Symmetry Teleportation for Accelerated Optimization

A novel approach, symmetry teleportation, enhances convergence speed in gradient-based optimization by allowing parameters to traverse large distances on the loss level set by exploiting symmetries in the loss landscape.

Symmetry teleportation is a novel optimization technique that leverages symmetries in the loss landscape to accelerate convergence in gradient-based optimization algorithms. By allowing parameters to traverse large distances on the loss level set, symmetry teleportation enhances the convergence speed of optimization algorithms such as stochastic gradient descent (SGD) and AdaGrad. More precisely, if $G$ is a symmetry group of the loss function, which means

\begin{equation*} \mathcal{L} (g \cdot (w, X)) = \mathcal{L} (w, X), \quad \forall g \in G \end{equation*}

the teleportation operation allows the optimization algorithm to move along the orbit of the current parameter configuration $w_t$ under the action of $G$. Usually, teleportation is used to maximize the gradient norm within the orbit, i.e.

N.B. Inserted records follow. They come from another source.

PR #17180, opened 2015-09-08
adding default avarars to orgs

eishay:
DONT MERGE UNTIL ALL ORGS ARE GRANDFATHERED WITH AN AVATAR

### DIFF
--- a/kifi-backend/modules/common/app/com/keepit/model/BaseImage.scala
+++ b/kifi-backend/modules/common/app/com/keepit/model/BaseImage.scala
@@ -69,9 +69,7 @@ sealed trait ImageStoreInProgress extends ImageProcessState
 sealed trait ImageProcessDone extends ImageProcessState
 
 sealed trait ImageProcessSuccess extends ImageProcessDone
-sealed abstract class ImageStoreFailure(val reason: String, val cause: Option[Throwable] = None) extends ImageProcessState with ImageProcessDone {
-  def asException: Exception = cause.map(ex => new Exception(reason, ex)).getOrElse(new Exception(reason))
-}
+sealed abstract class ImageStoreFailure(val reason: String, val cause: Option[Throwable] = None) extends ImageProcessState with ImageProcessDone
 
 object ImageProcessState {
   // In-progress
--- a/kifi-backend/modules/common/app/com/keepit/model/BaseImage.scala
+++ b/kifi-backend/modules/common/app/com/keepit/model/BaseImage.scala
@@ -69,7 +69,9 @@ sealed trait ImageStoreInProgress extends ImageProcessState
 sealed trait ImageProcessDone extends ImageProcessState
 
 sealed trait ImageProcessSuccess extends ImageProcessDone
-sealed abstract class ImageStoreFailure(val reason: String, val cause: Option[Throwable] = None) extends ImageProcessState with ImageProcessDone
+sealed abstract class ImageStoreFailure(val reason: String, val cause: Option[Throwable] = None) extends ImageProcessState with ImageProcessDone {
+  def asException: Exception = cause.map(ex => new Exception(reason, ex)).getOrElse(new Exception(reason))
+}
 
 object ImageProcessState {
   // In-progress
--- a/kifi-backend/modules/common/app/com/keepit/model/Organization.scala
+++ b/kifi-backend/modules/common/app/com/keepit/model/Organization.scala
@@ -197,7 +197,7 @@ case class BasicOrganization(
     handle: OrganizationHandle,
     name: String,
     description: Option[String],
-    avatarPath: Option[ImagePath]) {
+    avatarPath: ImagePath) {
 
   def abbreviatedName = this.name.abbreviate(33)
 
@@ -210,7 +210,7 @@ object BasicOrganization {
     (__ \ 'handle).format[OrganizationHandle] and
     (__ \ 'name).format[String] and
     (__ \ 'description).formatNullable[String] and
-    (__ \ 'avatarPath).formatNullable[ImagePath]
+    (__ \ 'avatarPath).format[ImagePath]
   )(BasicOrganization.apply, unlift(BasicOrganization.unapply))
 }
 
--- a/kifi-backend/modules/shoebox/app/com/keepit/commanders/OrganizationAvatarCommander.scala
+++ b/kifi-backend/modules/shoebox/app/com/keepit/commanders/OrganizationAvatarCommander.scala
@@ -19,9 +19,10 @@ import scala.util.{ Failure, Success }
 
 @ImplementedBy(classOf[OrganizationAvatarCommanderImpl])
 trait OrganizationAvatarCommander {
-  def getBestImageByOrgId(orgId: Id[Organization], imageSize: ImageSize): Option[OrganizationAvatar]
-  def getBestImagesByOrgIds(orgIds: Set[Id[Organization]], imageSize: ImageSize): Map[Id[Organization], Option[OrganizationAvatar]]
-  def persistOrganizationAvatarsFromUserUpload(orgId: Id[Organization], imageFile: File, cropRegion: SquareImageCropRegion): Future[Either[ImageStoreFailure, ImageHash]]
+  def getBestImageByOrgId(orgId: Id[Organization], imageSize: ImageSize): OrganizationAvatar
+  def getBestImagesByOrgIds(orgIds: Set[Id[Organization]], imageSize: ImageSize): Map[Id[Organization], OrganizationAvatar]
+  def persistOrganizationAvatarsFromUserUpload(orgId: Id[Organization], imageFile: File, cropRegion: SquareImageCropRegion): Future[ImageHash]
+  def saveNewAvatars(orgId: Id[Organization], imageHash: ImageHash, uploadedImages: Set[ImageProcessState.UploadedImage]): Unit
 }
 
 @Singleton
@@ -33,45 +34,42 @@ class OrganizationAvatarCommanderImpl @Inject() (
     val webService: WebService,
     private implicit val executionContext: ExecutionContext) extends OrganizationAvatarCommander with ProcessedImageHelper with Logging {
 
-  def getBestImageByOrgId(orgId: Id[Organization], imageSize: ImageSize): Option[OrganizationAvatar] = {
+  def getBestImageByOrgId(orgId: Id[Organization], imageSize: ImageSize): OrganizationAvatar = {
     getBestImagesByOrgIds(Set(orgId), imageSize).head._2
   }
-  def getBestImagesByOrgIds(orgIds: Set[Id[Organization]], imageSize: ImageSize): Map[Id[Organization], Option[OrganizationAvatar]] = {
+
+  def getBestImagesByOrgIds(orgIds: Set[Id[Organization]], imageSize: ImageSize): Map[Id[Organization], OrganizationAvatar] = {
     val candidatesById = db.readOnlyReplica { implicit session => orgAvatarRepo.getByOrgIds(orgIds) }
     orgIds.map { orgId =>
-      orgId -> ProcessedImageSize.pickByIdealImageSize(imageSize, candidatesById(orgId), strictAspectRatio = false)(_.imageSize)
+      orgId -> ProcessedImageSize.pickByIdealImageSize(imageSize, candidatesById(orgId), strictAspectRatio = false)(_.imageSize).get
     }.toMap
   }
 
-  def persistOrganizationAvatarsFromUserUpload(orgId: Id[Organization], imageFile: File, cropRegion: SquareImageCropRegion): Future[Either[ImageStoreFailure, ImageHash]] = {
+  def persistOrganizationAvatarsFromUserUpload(orgId: Id[Organization], imageFile: File, cropRegion: SquareImageCropRegion): Future[ImageHash] = {
     fetchAndHashLocalImage(imageFile).flatMap {
-      case Left(storeError) => Future.successful(Left(storeError))
+      case Left(storeError) => throw storeError.asException
       case Right(sourceImage) =>
         validateAndGetImageInfo(sourceImage.file) match {
-          case Failure(validationError) => Future.successful(Left(ImageProcessState.InvalidImage(validationError)))
+          case Failure(validationError) => throw validationError
           case Success(imageInfo) =>
             val uploadedImagesFut = persistOrganizationAvatarsFromSourceImage(orgId, sourceImage, imageInfo, cropRegion)
             uploadedImagesFut.imap {
-              case Left(uploadError) => Left(uploadError)
+              case Left(uploadError) => throw uploadError.asException
               case Right(uploadedImages) =>
-                try {
-                  saveNewAvatars(orgId, sourceImage, uploadedImages)
-                  Right(sourceImage.hash)
-                } catch {
-                  case repoError: Exception =>
-                    log.error(s"Failed to update OrganizationAvatarRepo after processing image from user uploaded file: $repoError")
-                    Left(ImageProcessState.DbPersistFailed(repoError))
-                }
+                val hash = sourceImage.hash
+                saveNewAvatars(orgId, hash, uploadedImages)
+                hash
             }
         }
     }
   }
 
-  def persistOrganizationAvatarsFromSourceImage(orgId: Id[Organization], sourceImage: ImageProcessState.ImageLoadedAndHashed, imageInfo: RawImageInfo, cropRegion: SquareImageCropRegion): Future[Either[ImageStoreFailure, Set[ImageProcessState.UploadedImage]]] = {
+  private def persistOrganizationAvatarsFromSourceImage(orgId: Id[Organization], sourceImage: ImageProcessState.ImageLoadedAndHashed, imageInfo: RawImageInfo, cropRegion: SquareImageCropRegion): Future[Either[ImageStoreFailure, Set[ImageProcessState.UploadedImage]]] = {
     val necessary: Set[ProcessImageRequest] = OrganizationAvatarConfiguration.sizes.map { finalSize => CropScaleImageRequest(offset = cropRegion.offset, cropSize = cropRegion.size, finalSize = finalSize.idealSize) }
     val processedImages = processAndPersistImages(sourceImage.file, imagePathPrefix, sourceImage.hash, sourceImage.format, necessary)(photoshop)
     processedImages match {
-      case Left(processingError) => Future.successful(Left(processingError))
+      case Left(processingError) =>
+        Future.successful(Left(processingError))
       case Right(processedImagesReadyToPersist) =>
         val uploads = processedImagesReadyToPersist.map { image =>
           imageStore.put(image.key, image.file, imageFormatToMimeType(image.format)).imap { _ =>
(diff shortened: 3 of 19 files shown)


eishay:
@andrewconner

kifi-backend/modules/shoebox/app/com/keepit/commanders/OrganizationAvatarCommander.scala
```diff
@@ -33,45 +34,44 @@ class OrganizationAvatarCommanderImpl @Inject() (
...
 
-  def persistOrganizationAvatarsFromUserUpload(orgId: Id[Organization], imageFile: File, cropRegion: SquareImageCropRegion): Future[Either[ImageStoreFailure, ImageHash]] = {
+  def persistOrganizationAvatarsFromUserUpload(orgId: Id[Organization], imageFile: File, cropRegion: SquareImageCropRegion): Future[ImageHash] = {
     fetchAndHashLocalImage(imageFile).flatMap {
-      case Left(storeError) => Future.successful(Left(storeError))
+      case Left(storeError) => throw storeError.asException
       case Right(sourceImage) =>
         validateAndGetImageInfo(sourceImage.file) match {
-          case Failure(validationError) => Future.successful(Left(ImageProcessState.InvalidImage(validationError)))
+          case Failure(validationError) => throw validationError
```
ryanpbrewster: We've talked about this in the past, and I know you like failing loudly. I think that is a good strategy in most cases, but here I think we should consider giving the client a useful error message (`"unsupported_image_type"` maybe?). I think users are easily frustrated by mysterious server errors, but if they get helpful messages they are much more forgiving.

I do agree that we should always airbrake. I want to know when users manage to break something.

kifi-backend/modules/shoebox/app/com/keepit/commanders/OrganizationAvatarCommander.scala
```diff
@@ -33,45 +34,44 @@ class OrganizationAvatarCommanderImpl @Inject() (
...
+              case Left(uploadError) => throw uploadError.asException
               case Right(uploadedImages) =>
-                try {
-                  saveNewAvatars(orgId, sourceImage, uploadedImages)
-                  Right(sourceImage.hash)
-                } catch {
-                  case repoError: Exception =>
-                    log.error(s"Failed to update OrganizationAvatarRepo after processing image from user uploaded file: $repoError")
-                    Left(ImageProcessState.DbPersistFailed(repoError))
-                }
```
ryanpbrewster, line 64: :+1: for user-facing code we should not catch these errors.

kifi-backend/modules/shoebox/app/com/keepit/commanders/OrganizationAvatarCommander.scala
```diff
@@ -33,45 +34,44 @@ class OrganizationAvatarCommanderImpl @Inject() (
...
+                val hash = sourceImage.hash
+                saveNewAvatars(orgId, hash, uploadedImages)
+                hash
             }
         }
     }
   }
 
-  def persistOrganizationAvatarsFromSourceImage(orgId: Id[Organization], sourceImage: ImageProcessState.ImageLoadedAndHashed, imageInfo: RawImageInfo, cropRegion: SquareImageCropRegion): Future[Either[ImageStoreFailure, Set[ImageProcessState.UploadedImage]]] = {
+  private def persistOrganizationAvatarsFromSourceImage(orgId: Id[Organization], sourceImage: ImageProcessState.ImageLoadedAndHashed, imageInfo: RawImageInfo, cropRegion: SquareImageCropRegion): Future[Either[ImageStoreFailure, Set[ImageProcessState.UploadedImage]]] = {
```
ryanpbrewster, line 95: :+1: good catch

kifi-backend/modules/shoebox/app/com/keepit/commanders/OrganizationCommander.scala
```diff
@@ -214,21 +215,26 @@ class OrganizationCommanderImpl @Inject() (
 
   def createOrganization(request: OrganizationCreateRequest)(implicit eventContext: HeimdalContext): Either[OrganizationFail, OrganizationCreateResponse] = {
     Try {
-      db.readWrite { implicit session =>
-        getValidationError(request) match {
-          case Some(fail) =>
-            Left(fail)
-          case None =>
+      db.readWrite { implicit session => getValidationError(request) } match {
```
ryanpbrewster: `readOnlyReplica` instead of `readWrite`.

kifi-backend/modules/shoebox/app/com/keepit/commanders/OrganizationCommander.scala
```diff
@@ -214,21 +215,26 @@ class OrganizationCommanderImpl @Inject() (
...
+            val org = handleCommander.autoSetOrganizationHandle(orgRepo.save(orgTemplate)) getOrElse (throw OrganizationFail.HANDLE_UNAVAILABLE)
             orgMembershipRepo.save(org.newMembership(userId = request.requesterId, role = OrganizationRole.ADMIN))
             planManagementCommander.createAndInitializePaidAccountForOrganization(org.id.get, PaidPlan.DEFAULT, request.requesterId, session) //this should get a .get when thing sare solidified
             organizationAnalytics.trackOrganizationEvent(org, userRepo.get(request.requesterId), request)
-            Right(OrganizationCreateResponse(request, org))
-        }
+            org
+          }
+          //hard coded detault image at https://djty7jcqog9qu.cloudfront.net/oa/076fccc32247ae67bb75d48879230953_1024x1024-0x0-200x200_cs.jpg
+          val imageHash = ImageHash("076fccc32247ae67bb75d48879230953")
```
ryanpbrewster: Can we store these all as `val`s within the `Organization` companion object instead?

kifi-backend/modules/shoebox/app/com/keepit/controllers/ext/ExtLibraryController.scala
```diff
@@ -69,6 +69,9 @@ class ExtLibraryController @Inject() (
       case (lib, membership, collaboratorsIds) =>
         val owner = basicUserById.getOrElse(lib.ownerId, throw new Exception(s"owner of $lib does not have a membership model"))
         val collabs = (collaboratorsIds - request.userId).map(basicUserById(_)).toSeq
+        val orgAvatar = lib.organizationId.map { orgId =>
+          orgAvatarsById.get(orgId).getOrElse(throw new Exception(s"No avatar for org of lib $lib"))
```
ryanpbrewster: Any reason we don't just use `orgAvatarsById(orgId)` and let it throw a `KeyNotFound` exception?

kifi-backend/modules/shoebox/app/com/keepit/controllers/ext/ExtLibraryController.scala
```diff
@@ -117,7 +120,9 @@ class ExtLibraryController @Inject() (
           case Left(fail) => Status(fail.status)(Json.obj("error" -> fail.message))
           case Right(lib) =>
             val data = db.readOnlyMaster { implicit session =>
-              val orgAvatar = lib.organizationId.flatMap(organizationAvatarCommander.getBestImageByOrgId(_, ExtLibraryController.defaultImageSize).map(_.imagePath))
+              val orgAvatar = lib.organizationId.map { orgId =>
+                organizationAvatarCommander.getBestImageByOrgId(orgId, ExtLibraryController.defaultImageSize).imagePath
+              }
```
ryanpbrewster, line 125: Here you use the val name `orgAvatar` to represent the avatar's image path. Above you use it for the avatar itself. Can we change this to `orgAvatarPath`, or change the code on line 73 to include the `.map(_.imagePath)`?

kifi-backend/modules/shoebox/app/com/keepit/controllers/ext/ExtUserController.scala
```diff
@@ -45,9 +45,9 @@ class ExtUserController @Inject() (
         Json.obj(
           "name" -> (org.name + " Members"),
           "id" -> org.orgId,
-          "pictureName" -> ("../../../../" + org.avatarPath.map(_.path).getOrElse("NONE"): String), // one weird trick
+          "pictureName" -> ("../../../../" + org.avatarPath.path: String), // one weird trick
```
ryanpbrewster, line 48: `// one weird trick` still applicable?

kifi-backend/modules/shoebox/app/com/keepit/controllers/ext/ExtUserController.scala
```diff
@@ -45,9 +45,9 @@ class ExtUserController @Inject() (
...
           "kind" -> "org",
-          "avatarPath" -> (org.avatarPath.map(_.path).getOrElse("NONE"): String),
+          "avatarPath" -> (org.avatarPath.path: String),
```
ryanpbrewster, line 50: Is this type declaration necessary?

kifi-backend/modules/shoebox/test/com/keepit/model/OrganizationFactoryHelper.scala
```diff
@@ -37,6 +40,10 @@ object OrganizationFactoryHelper {
       for (invitedEmail <- partialOrganization.invitedEmails) {
         orgInvRepo.save(OrganizationInvite(organizationId = org.id.get, inviterId = org.ownerId, emailAddress = Some(invitedEmail), role = OrganizationRole.MEMBER))
       }
+      val imageHash = ImageHash("076fccc32247ae67bb75d48879230953")
+      val orgAvatarRepo = injector.getInstance(classOf[OrganizationAvatarRepoImpl])
+      orgAvatarRepo.save(OrganizationAvatar(organizationId = org.id.get, width = 100, height = 100, format = ImageFormat.JPG, kind = ProcessImageOperation.CropScale, imagePath = ImagePath("oa/076fccc32247ae67bb75d48879230953_1024x1024-0x0-100x100_cs.jpg"), source = UserUpload, sourceFileHash = imageHash, sourceImageURL = None))
+      orgAvatarRepo.save(OrganizationAvatar(organizationId = org.id.get, width = 200, height = 200, format = ImageFormat.JPG, kind = ProcessImageOperation.CropScale, imagePath = ImagePath("oa/076fccc32247ae67bb75d48879230953_1024x1024-0x0-200x200_cs.jpg"), source = UserUpload, sourceFileHash = imageHash, sourceImageURL = None))
```
ryanpbrewster: One benefit of having these default avatars stored in the `Organization` companion object is that these become a lot less mysterious.

kifi-backend/modules/shoebox/app/com/keepit/commanders/OrganizationAvatarCommander.scala
ryanpbrewster: Let's handle that later. I think for this PR it's fine.

ryanpbrewster:
I like this change a lot. It makes sense from a product perspective, and it ends up making the code a little cleaner. I had a few minor style suggestions, and this lgtm to me overall.

kifi-backend/modules/shoebox/app/com/keepit/controllers/ext/ExtUserController.scala
andrewconner, line 48: Yes. The `../../../../` is the weird bit.

kifi-backend/modules/shoebox/app/com/keepit/controllers/ext/ExtUserController.scala
andrewconner, line 50: It was, not any more

eishay, line 50: no idea, first time i saw it, didn't touch

kifi-backend/modules/shoebox/app/com/keepit/commanders/OrganizationAvatarCommander.scala
andrewconner: Agreed, this one _is_ a user error. Clients should be able to handle it.

eishay: talked with @andrewconner, i'll change this code back to the way it was

kifi-backend/modules/shoebox/app/com/keepit/commanders/OrganizationCommander.scala
eishay: thanks

kifi-backend/modules/shoebox/app/com/keepit/commanders/OrganizationAvatarCommander.scala
andrewconner, line 64: Curious where this try/catch came from. Did it fail? In this case, it's perfectly okay to exception out. You're in a Future, so not destroying a stack, and it's a genuine unexpected system error

kifi-backend/modules/shoebox/app/com/keepit/commanders/OrganizationAvatarCommander.scala
```diff
@@ -33,45 +34,44 @@ class OrganizationAvatarCommanderImpl @Inject() (
...
+      case Left(storeError) => throw storeError.asException
       case Right(sourceImage) =>
         validateAndGetImageInfo(sourceImage.file) match {
-          case Failure(validationError) => Future.successful(Left(ImageProcessState.InvalidImage(validationError)))
+          case Failure(validationError) => throw validationError
           case Success(imageInfo) =>
             val uploadedImagesFut = persistOrganizationAvatarsFromSourceImage(orgId, sourceImage, imageInfo, cropRegion)
             uploadedImagesFut.imap {
-              case Left(uploadError) => Left(uploadError)
+              case Left(uploadError) => throw uploadError.asException
```
andrewconner: Why not just change the signature of `persistOrganizationAvatarsFromSourceImage`?

kifi-backend/modules/shoebox/app/com/keepit/commanders/OrganizationCommander.scala
```diff
@@ -214,21 +215,26 @@ class OrganizationCommanderImpl @Inject() (
...
+          val uploadedImages = Set(
+            ImageProcessState.UploadedImage(key = ImagePath("oa/076fccc32247ae67bb75d48879230953_1024x1024-0x0-100x100_cs.jpg"), format = ImageFormat.JPG, imageInfo = RawImageInfo(ImageFormat.JPG.value, 100, 100), processOperation = ProcessImageOperation.CropScale),
+            ImageProcessState.UploadedImage(key = ImagePath("oa/076fccc32247ae67bb75d48879230953_1024x1024-0x0-200x200_cs.jpg"), format = ImageFormat.JPG, imageInfo = RawImageInfo(ImageFormat.JPG.value, 200, 200), processOperation = ProcessImageOperation.CropScale))
+          organizationAvatarCommander.saveNewAvatars(org.id.get, imageHash, uploadedImages)
+          Right(OrganizationCreateResponse(request, org))
```
andrewconner, line 231: Re: our conversation: May be nice not to persist anything.

kifi-backend/modules/common/app/com/keepit/model/Organization.scala
```diff
@@ -211,7 +211,7 @@ object BasicOrganization {
     (__ \ 'handle).format[OrganizationHandle] and
     (__ \ 'name).format[String] and
     (__ \ 'description).formatNullable[String] and
-    (__ \ 'avatarPath).formatNullable[ImagePath]
+    (__ \ 'avatarPath).format[ImagePath]
```
andrewconner, line 214: Oo, I wonder why this is a `Format`, vs just a `Writes`

andrewconner:
To summarize Eishay and my real life discussion:
- My initial thought was that org default avatars wouldn't be persisted, but instead would just be returned to clients if there was no avatar (makes it easier to change in the future, because things are so heavily cached).
- Some image processing errors should be returned to clients/callers so they can handle them. (throwing an exception guarantees that they have no idea what happened). For commanders, it may be a client receiving the output, or a system process.
- I'm sad that the once-generic ProcessedImageHelper has been duplicated and the image processing APIs are diverging. :frowning:

kifi-backend/modules/common/app/com/keepit/model/Organization.scala
eishay, line 214: think we should change it all to writes?

kifi-backend/modules/shoebox/app/com/keepit/controllers/ext/ExtLibraryController.scala
eishay: I rather have an explicit exception, know which library had a missing org avatar. It would make debugging much faster in case problems happen

kifi-backend/modules/shoebox/app/com/keepit/controllers/ext/ExtLibraryController.scala
eishay, line 125: sure!

eishay:
@andrewconner @ryanpbrewster updated

kifi-backend/modules/shoebox/app/com/keepit/controllers/ext/ExtUserController.scala
andrewconner, line 50: It's just that `Json.obj` uses implicit conversions to achieve its goal, and Scala doesn't infer the right thing with options when getOrElse is used. It can be removed (and was needed previously)

kifi-backend/modules/common/app/com/keepit/model/Organization.scala
andrewconner, line 214: Yeah, it should never be read. But not sure if it's used in a cache or something; no need to do anything now. Just a warning signal, since we've had issues of someone using a class like this for client APIs.

kifi-backend/modules/common/app/com/keepit/model/BaseImage.scala
```diff
@@ -69,7 +69,9 @@ sealed trait ImageStoreInProgress extends ImageProcessState
 sealed trait ImageProcessDone extends ImageProcessState
 
 sealed trait ImageProcessSuccess extends ImageProcessDone
-sealed abstract class ImageStoreFailure(val reason: String, val cause: Option[Throwable] = None) extends ImageProcessState with ImageProcessDone
+sealed abstract class ImageStoreFailure(val reason: String, val cause: Option[Throwable] = None) extends ImageProcessState with ImageProcessDone {
+  def asException: Exception = cause.map(ex => new Exception(reason, ex)).getOrElse(new Exception(reason))
```
andrewconner: Not used?

kifi-backend/modules/shoebox/app/com/keepit/commanders/OrganizationAvatarCommander.scala
```diff
@@ -19,9 +19,10 @@ import scala.util.{ Failure, Success }
 
 @ImplementedBy(classOf[OrganizationAvatarCommanderImpl])
 trait OrganizationAvatarCommander {
-  def getBestImageByOrgId(orgId: Id[Organization], imageSize: ImageSize): Option[OrganizationAvatar]
-  def getBestImagesByOrgIds(orgIds: Set[Id[Organization]], imageSize: ImageSize): Map[Id[Organization], Option[OrganizationAvatar]]
+  def getBestImageByOrgId(orgId: Id[Organization], imageSize: ImageSize): OrganizationAvatar
+  def getBestImagesByOrgIds(orgIds: Set[Id[Organization]], imageSize: ImageSize): Map[Id[Organization], OrganizationAvatar]
   def persistOrganizationAvatarsFromUserUpload(orgId: Id[Organization], imageFile: File, cropRegion: SquareImageCropRegion): Future[Either[ImageStoreFailure, ImageHash]]
+  def saveNewAvatars(orgId: Id[Organization], imageHash: ImageHash, uploadedImages: Set[ImageProcessState.UploadedImage]): Unit
```
andrewconner: I believe this wasn't in the trait before. Does it need to be?

kifi-backend/modules/shoebox/app/com/keepit/commanders/OrganizationAvatarCommander.scala
```diff
@@ -33,16 +34,41 @@ class OrganizationAvatarCommanderImpl @Inject() (
...
     val candidatesById = db.readOnlyReplica { implicit session => orgAvatarRepo.getByOrgIds(orgIds) }
     orgIds.map { orgId =>
-      orgId -> ProcessedImageSize.pickByIdealImageSize(imageSize, candidatesById(orgId), strictAspectRatio = false)(_.imageSize)
+      val avatarOpt = ProcessedImageSize.pickByIdealImageSize(imageSize, candidatesById.get(orgId).getOrElse(defaultOrgImages(orgId)), strictAspectRatio = false)(_.imageSize)
+      val avatar = avatarOpt.getOrElse(throw new Exception(s"no avatar for org $orgId with image size $imageSize"))
+      orgId -> avatar
     }.toMap
   }
 
+  private def defaultOrgImages(orgId: Id[Organization]): Seq[OrganizationAvatar] = {
```
andrewconner, line 49: :+1:

andrewconner:
Minor comments, thanks!

eishay:
thanks @andrewconner, cleaned it up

\begin{align*} g_t &\leftarrow \operatorname{argmax}_{g \in G} \| (\nabla \mathcal{L})|_{g \cdot w_t} \|^2, \\ w_t &\leftarrow g_t \cdot w_t \end{align*}

A simple example of a symmetry group is the positive scale invariance of fully connected ReLU networks. In this case, one can scale the incoming weights of a hidden layer by a positive factor and the outgoing weights by the inverse of that factor without changing the network output.

Figure 1: , Illustration of a teleport operation along the orbit of a symmetry group action. While the loss remains unchanged, the gradient norm of the loss function varies along the orbit. See Figure 1 of [Zha24I].

# Convergence Analysis

The key to understand the improved convergence, is the observation that for a quadratic loss function it holds that if $w$ is an element with maximal gradient norm in a level set of the loss function, the gradient becomes an eigenvector of the Hessian. Hence, if the symmetry group $G$ acts transitively on the level set, teleportation combined with a first-order optimization step is equivalent to a Newton step.

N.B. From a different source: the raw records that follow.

PR #17182, opened 2015-09-08
Added a site endpoint for keepable libraries

ryanpbrewster:
@eishay I think this might conflict with your org avatar PR as well. Should be a one-line change (line 284 in `LibraryController`). Sorry.


ryanpbrewster:
@cvializ @adamjgrant I ended up making a separate endpoint for this instead of modifying `/site/libraries`, because the `"membership"` field there was not optional and I wasn't sure if that would break anything.

This new endpoint (`/site/keepableLibraries`) works exactly the same way as `/ext/libraries`. It takes an optional URL parameter (`"includeOrgLibraries"`) which defaults to `false`. If the user is a member of that library already, it will have a `membership` field. If not, it won't (and you'll need to make the user join the library before trying to add a keep).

Moreover, in case of a quadratic function, the group $O(n)$, where $n$ is the number of network parameters, is a symmetry group of the loss function that acts transitively on the level sets. Since close to a minimum the loss function can be well approximated by a quadratic function, teleportation can be seen as a way to approximate a Newton step in the presence of symmetries. For more details on this, see section 5 of [Zha23S].

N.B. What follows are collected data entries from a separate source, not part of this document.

PR #17190, opened 2015-09-08
Fixing suggested searches query URL

andrewconner:
@cvializ @adamjgrant

### DIFF
--- a/kifi-backend/modules/shoebox/angular/src/common/filter.js
+++ b/kifi-backend/modules/shoebox/angular/src/common/filter.js
@@ -40,6 +40,9 @@ angular.module('kifi')
 
 .filter('tagUrl', function () {
   return function (tag) {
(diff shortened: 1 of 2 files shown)


kifi-backend/modules/shoebox/angular/src/common/filter.js
```diff
@@ -40,6 +40,9 @@ angular.module('kifi')
 
 .filter('tagUrl', function () {
   return function (tag) {
+    if (_.startsWith(tag, '#')) {
```
andrewconner, line 43: This is because tags do not begin with #. "Suggested tags" seems to include it, because it was a twitter hashtag.

cvializ:
:+1: :+1:

adamjgrant:
:+1:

# Influence on Generalization

A potentially harmful effect of teleportation is that it can lead to early overfitting in non-convex settings. By teleporting the parameters to a point with a high gradient norm, the optimization algorithm might move the optimization trajectory to a sharper minimum. Since flat minima tend to generalize better, this can result in a decrease in generalization performance. On the other hand, using teleportation to minimize the gradient norm can lead to a flatter minimum and improve generalization, which is further studied in the follow-up paper [Zha24I].

# Experiment

The authors conduct a series of experiments to showcase the improved convergence properties of teleportation. For this, they use a multilayer feed-forward network with three layers and a regression loss. The corresponding symmetries used for teleportation are described in Prop. 4.3 [Zha23S].

The results for comparing the training loss and gradient norms of SGD and AdaGrad with and without teleportation are shown in Figure 2. One can observe a faster decay of the training loss for both algorithms, when adding teleportation. In addition, for the same loss value, the teleportation variants generate gradients with larger norms, explaining the improved convergence.

In a second step, the authors investigate the behavior of teleportation on the MNIST classification problem, using a three layer feed-forward neural network with LeakyReLU activation functions and cross-entropy loss. Contrary to the first experiment, the authors focus on the evolution of the validation loss, see Figure 3. While they observe an improved convergence for the training loss, this comes at the cost of a very early overfitting and a slightly larger validation loss.

# Discussion

Although the improvements in convergence might seem impressive, the slightly worse generalization behavior potentially outweighs the benefit of the speed-up. With this in mind, the authors invest further analysis into improving generalization with teleportation in the follow-up paper [Zha24I].